Among the lines below, copy exactly those from the one with "PR #1581, opened 2020-05-29" through the one with "- The Axis renderers", counting both ends.

[Collected data]

/---

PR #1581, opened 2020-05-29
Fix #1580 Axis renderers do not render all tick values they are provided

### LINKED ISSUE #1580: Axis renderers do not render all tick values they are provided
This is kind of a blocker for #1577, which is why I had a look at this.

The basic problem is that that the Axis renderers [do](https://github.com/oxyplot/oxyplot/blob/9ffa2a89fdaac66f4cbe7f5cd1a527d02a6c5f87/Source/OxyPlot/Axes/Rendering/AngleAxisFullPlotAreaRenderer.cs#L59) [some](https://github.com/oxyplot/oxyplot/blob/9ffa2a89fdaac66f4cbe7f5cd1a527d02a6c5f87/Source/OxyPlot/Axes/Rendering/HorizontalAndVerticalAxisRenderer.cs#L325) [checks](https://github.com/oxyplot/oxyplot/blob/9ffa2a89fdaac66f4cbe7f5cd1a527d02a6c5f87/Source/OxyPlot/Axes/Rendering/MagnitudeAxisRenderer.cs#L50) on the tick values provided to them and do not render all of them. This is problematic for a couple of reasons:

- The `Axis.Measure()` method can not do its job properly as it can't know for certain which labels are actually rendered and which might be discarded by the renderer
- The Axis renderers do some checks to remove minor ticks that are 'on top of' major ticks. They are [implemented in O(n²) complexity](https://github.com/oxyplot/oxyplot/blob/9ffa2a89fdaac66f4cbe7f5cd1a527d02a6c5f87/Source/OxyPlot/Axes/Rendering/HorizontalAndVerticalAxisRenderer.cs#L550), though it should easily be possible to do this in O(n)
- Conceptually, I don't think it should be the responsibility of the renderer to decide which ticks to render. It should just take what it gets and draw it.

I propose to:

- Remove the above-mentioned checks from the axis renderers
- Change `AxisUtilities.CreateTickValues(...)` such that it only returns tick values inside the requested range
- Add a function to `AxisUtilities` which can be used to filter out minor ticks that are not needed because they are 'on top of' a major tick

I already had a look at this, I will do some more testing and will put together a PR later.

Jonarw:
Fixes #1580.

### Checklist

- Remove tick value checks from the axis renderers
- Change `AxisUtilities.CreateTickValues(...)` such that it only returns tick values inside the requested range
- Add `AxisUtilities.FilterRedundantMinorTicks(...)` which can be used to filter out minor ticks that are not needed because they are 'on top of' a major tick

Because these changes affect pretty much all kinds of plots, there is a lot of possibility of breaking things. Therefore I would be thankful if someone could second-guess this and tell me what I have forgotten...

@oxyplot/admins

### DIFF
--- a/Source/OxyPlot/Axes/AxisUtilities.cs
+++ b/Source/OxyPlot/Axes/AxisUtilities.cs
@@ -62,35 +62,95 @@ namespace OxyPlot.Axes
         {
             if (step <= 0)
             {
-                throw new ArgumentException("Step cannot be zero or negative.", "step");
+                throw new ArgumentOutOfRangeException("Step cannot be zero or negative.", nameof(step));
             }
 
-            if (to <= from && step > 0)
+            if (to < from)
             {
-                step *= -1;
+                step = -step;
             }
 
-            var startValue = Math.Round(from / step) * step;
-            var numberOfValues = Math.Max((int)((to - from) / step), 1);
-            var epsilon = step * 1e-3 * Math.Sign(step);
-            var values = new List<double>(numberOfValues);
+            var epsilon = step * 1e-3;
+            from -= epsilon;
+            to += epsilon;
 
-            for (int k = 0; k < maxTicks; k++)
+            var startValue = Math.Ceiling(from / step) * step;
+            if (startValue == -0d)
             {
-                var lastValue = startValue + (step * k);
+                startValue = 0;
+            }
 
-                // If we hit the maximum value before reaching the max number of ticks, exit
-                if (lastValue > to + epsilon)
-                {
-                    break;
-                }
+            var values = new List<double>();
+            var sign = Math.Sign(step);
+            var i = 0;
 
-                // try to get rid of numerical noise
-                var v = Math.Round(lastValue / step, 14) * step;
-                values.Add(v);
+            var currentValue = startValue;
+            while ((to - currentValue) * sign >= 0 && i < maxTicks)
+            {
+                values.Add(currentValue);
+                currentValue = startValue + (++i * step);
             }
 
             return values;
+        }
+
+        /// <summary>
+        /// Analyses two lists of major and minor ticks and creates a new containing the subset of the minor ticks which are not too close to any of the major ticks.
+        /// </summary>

\---
/---

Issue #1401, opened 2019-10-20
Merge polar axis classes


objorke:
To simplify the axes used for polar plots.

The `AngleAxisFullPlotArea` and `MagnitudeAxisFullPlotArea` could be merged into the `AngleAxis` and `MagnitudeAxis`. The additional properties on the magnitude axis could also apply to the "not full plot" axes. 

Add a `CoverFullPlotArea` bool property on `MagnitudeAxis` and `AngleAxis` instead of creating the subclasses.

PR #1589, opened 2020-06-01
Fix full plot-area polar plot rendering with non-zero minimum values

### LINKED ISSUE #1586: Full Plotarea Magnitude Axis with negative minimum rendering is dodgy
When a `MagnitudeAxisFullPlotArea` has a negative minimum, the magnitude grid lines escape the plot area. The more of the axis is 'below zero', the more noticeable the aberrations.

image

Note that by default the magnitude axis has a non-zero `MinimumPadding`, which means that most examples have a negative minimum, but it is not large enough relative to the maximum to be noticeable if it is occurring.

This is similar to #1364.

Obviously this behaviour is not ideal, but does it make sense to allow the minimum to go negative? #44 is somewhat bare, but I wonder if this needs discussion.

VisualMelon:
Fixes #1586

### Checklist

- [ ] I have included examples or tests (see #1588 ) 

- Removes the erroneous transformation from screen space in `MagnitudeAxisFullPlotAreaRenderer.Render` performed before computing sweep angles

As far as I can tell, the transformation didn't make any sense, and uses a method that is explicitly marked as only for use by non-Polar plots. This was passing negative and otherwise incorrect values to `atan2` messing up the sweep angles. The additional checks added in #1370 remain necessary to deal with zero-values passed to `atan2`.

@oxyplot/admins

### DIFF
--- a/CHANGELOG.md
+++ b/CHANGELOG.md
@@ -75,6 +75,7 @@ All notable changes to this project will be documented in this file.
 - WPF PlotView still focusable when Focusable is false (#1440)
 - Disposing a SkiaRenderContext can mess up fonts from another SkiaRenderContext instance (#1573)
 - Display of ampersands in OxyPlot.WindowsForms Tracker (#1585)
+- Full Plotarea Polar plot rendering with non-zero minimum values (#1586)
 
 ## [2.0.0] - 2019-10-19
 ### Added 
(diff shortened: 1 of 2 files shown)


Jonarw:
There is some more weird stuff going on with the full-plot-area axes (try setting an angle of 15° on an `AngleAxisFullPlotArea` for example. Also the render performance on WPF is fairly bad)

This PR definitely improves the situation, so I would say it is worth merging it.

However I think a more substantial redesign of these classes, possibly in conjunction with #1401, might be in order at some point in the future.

\---
/---

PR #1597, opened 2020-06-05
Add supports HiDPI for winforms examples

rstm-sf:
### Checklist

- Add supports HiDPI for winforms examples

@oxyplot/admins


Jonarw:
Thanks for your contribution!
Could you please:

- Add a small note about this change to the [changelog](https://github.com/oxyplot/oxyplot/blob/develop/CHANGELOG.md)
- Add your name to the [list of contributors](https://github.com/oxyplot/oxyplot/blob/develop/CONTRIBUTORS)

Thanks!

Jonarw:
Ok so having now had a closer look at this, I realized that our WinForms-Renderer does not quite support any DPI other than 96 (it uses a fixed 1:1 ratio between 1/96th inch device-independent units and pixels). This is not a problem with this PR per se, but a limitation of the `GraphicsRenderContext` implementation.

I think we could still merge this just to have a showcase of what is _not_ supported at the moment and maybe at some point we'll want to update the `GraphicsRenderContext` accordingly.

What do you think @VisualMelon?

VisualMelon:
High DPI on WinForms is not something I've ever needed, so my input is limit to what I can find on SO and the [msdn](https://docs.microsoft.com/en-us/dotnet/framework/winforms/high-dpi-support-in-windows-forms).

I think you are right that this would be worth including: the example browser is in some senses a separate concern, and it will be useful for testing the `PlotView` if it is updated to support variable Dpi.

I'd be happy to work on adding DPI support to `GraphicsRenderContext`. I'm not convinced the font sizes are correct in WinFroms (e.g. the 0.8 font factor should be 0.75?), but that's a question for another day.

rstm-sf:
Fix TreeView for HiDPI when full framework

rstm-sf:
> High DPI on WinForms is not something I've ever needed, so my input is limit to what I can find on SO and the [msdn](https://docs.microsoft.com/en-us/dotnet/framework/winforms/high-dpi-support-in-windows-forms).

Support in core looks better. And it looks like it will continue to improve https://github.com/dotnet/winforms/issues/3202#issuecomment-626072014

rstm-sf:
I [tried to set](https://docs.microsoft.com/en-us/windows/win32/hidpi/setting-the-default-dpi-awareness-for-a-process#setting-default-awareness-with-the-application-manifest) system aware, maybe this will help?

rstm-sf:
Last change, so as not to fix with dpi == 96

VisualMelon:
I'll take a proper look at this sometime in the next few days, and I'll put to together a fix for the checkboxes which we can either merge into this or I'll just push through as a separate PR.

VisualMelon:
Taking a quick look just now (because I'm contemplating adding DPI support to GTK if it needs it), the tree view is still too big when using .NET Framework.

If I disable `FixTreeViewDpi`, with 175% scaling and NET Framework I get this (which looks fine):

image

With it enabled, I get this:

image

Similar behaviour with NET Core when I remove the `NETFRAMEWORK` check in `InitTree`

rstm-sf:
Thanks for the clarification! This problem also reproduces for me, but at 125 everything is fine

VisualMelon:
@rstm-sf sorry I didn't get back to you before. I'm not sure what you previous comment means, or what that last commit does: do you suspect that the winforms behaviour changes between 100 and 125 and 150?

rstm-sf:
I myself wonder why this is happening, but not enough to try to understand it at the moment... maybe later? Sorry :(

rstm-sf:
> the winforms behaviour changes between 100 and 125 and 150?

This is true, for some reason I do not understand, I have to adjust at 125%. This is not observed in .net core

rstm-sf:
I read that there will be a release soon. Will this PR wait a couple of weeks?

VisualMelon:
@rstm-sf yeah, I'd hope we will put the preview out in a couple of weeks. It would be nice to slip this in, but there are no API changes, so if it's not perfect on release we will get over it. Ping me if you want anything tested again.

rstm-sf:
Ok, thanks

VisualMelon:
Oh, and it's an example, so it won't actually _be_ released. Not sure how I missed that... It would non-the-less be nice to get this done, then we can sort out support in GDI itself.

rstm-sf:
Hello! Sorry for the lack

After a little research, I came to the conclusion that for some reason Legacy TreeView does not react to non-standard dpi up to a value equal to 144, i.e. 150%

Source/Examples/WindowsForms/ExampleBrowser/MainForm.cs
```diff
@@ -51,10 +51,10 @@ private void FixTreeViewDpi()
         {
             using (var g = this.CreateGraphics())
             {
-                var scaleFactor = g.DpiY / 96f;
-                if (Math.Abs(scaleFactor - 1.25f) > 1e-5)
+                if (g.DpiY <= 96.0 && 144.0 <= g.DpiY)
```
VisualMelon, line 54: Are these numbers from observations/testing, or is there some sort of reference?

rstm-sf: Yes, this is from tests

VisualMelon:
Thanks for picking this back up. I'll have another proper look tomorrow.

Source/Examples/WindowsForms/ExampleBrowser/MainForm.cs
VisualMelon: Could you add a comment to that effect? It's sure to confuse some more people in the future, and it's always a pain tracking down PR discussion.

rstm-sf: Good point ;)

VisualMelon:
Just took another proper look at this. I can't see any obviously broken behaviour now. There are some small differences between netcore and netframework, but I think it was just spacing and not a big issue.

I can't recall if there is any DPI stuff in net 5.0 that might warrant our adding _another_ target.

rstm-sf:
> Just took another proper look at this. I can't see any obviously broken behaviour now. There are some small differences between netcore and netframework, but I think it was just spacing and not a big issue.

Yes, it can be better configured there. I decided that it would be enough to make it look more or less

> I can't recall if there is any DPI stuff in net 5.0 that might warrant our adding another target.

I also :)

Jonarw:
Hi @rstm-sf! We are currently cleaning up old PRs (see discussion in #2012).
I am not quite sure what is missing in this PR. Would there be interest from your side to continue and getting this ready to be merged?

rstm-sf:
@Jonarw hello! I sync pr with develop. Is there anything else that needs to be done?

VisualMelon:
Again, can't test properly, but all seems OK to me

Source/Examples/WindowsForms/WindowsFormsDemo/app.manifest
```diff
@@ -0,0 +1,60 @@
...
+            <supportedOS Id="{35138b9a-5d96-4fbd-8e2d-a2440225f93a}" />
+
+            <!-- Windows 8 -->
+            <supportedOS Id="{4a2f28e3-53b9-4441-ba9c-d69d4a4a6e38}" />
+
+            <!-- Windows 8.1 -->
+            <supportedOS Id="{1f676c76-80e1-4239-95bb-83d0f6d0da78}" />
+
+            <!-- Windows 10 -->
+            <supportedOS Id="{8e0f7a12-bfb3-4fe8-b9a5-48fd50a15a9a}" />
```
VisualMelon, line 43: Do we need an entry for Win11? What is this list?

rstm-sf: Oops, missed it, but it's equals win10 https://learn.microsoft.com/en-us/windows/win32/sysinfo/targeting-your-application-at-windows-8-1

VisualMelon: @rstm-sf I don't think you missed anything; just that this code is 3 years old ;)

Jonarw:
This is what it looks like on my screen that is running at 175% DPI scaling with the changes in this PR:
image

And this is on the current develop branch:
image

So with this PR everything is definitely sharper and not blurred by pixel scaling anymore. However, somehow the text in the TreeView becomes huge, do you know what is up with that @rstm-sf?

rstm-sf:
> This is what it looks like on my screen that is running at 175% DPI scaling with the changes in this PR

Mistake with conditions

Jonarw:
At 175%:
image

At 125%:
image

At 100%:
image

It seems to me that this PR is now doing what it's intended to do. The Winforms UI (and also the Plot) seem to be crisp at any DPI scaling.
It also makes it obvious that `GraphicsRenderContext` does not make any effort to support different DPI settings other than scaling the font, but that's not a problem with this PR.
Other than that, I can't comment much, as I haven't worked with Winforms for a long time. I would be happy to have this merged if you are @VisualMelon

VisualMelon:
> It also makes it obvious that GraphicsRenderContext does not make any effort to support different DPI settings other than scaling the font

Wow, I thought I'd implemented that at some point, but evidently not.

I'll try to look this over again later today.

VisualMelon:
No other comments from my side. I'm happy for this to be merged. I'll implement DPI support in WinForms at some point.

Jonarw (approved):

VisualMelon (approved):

\---

- Task response
PR #1581, opened 2020-05-29
Fix #1580 Axis renderers do not render all tick values they are provided

### LINKED ISSUE #1580: Axis renderers do not render all tick values they are provided
This is kind of a blocker for #1577, which is why I had a look at this.

The basic problem is that that the Axis renderers [do](https://github.com/oxyplot/oxyplot/blob/9ffa2a89fdaac66f4cbe7f5cd1a527d02a6c5f87/Source/OxyPlot/Axes/Rendering/AngleAxisFullPlotAreaRenderer.cs#L59) [some](https://github.com/oxyplot/oxyplot/blob/9ffa2a89fdaac66f4cbe7f5cd1a527d02a6c5f87/Source/OxyPlot/Axes/Rendering/HorizontalAndVerticalAxisRenderer.cs#L325) [checks](https://github.com/oxyplot/oxyplot/blob/9ffa2a89fdaac66f4cbe7f5cd1a527d02a6c5f87/Source/OxyPlot/Axes/Rendering/MagnitudeAxisRenderer.cs#L50) on the tick values provided to them and do not render all of them. This is problematic for a couple of reasons:

- The `Axis.Measure()` method can not do its job properly as it can't know for certain which labels are actually rendered and which might be discarded by the renderer
- The Axis renderers do some checks to remove minor ticks that are 'on top of' major ticks. They are [implemented in O(n²) complexity](https://github.com/oxyplot/oxyplot/blob/9ffa2a89fdaac66f4cbe7f5cd1a527d02a6c5f87/Source/OxyPlot/Axes/Rendering/HorizontalAndVerticalAxisRenderer.cs#L550), though it should easily be possible to do this in O(n)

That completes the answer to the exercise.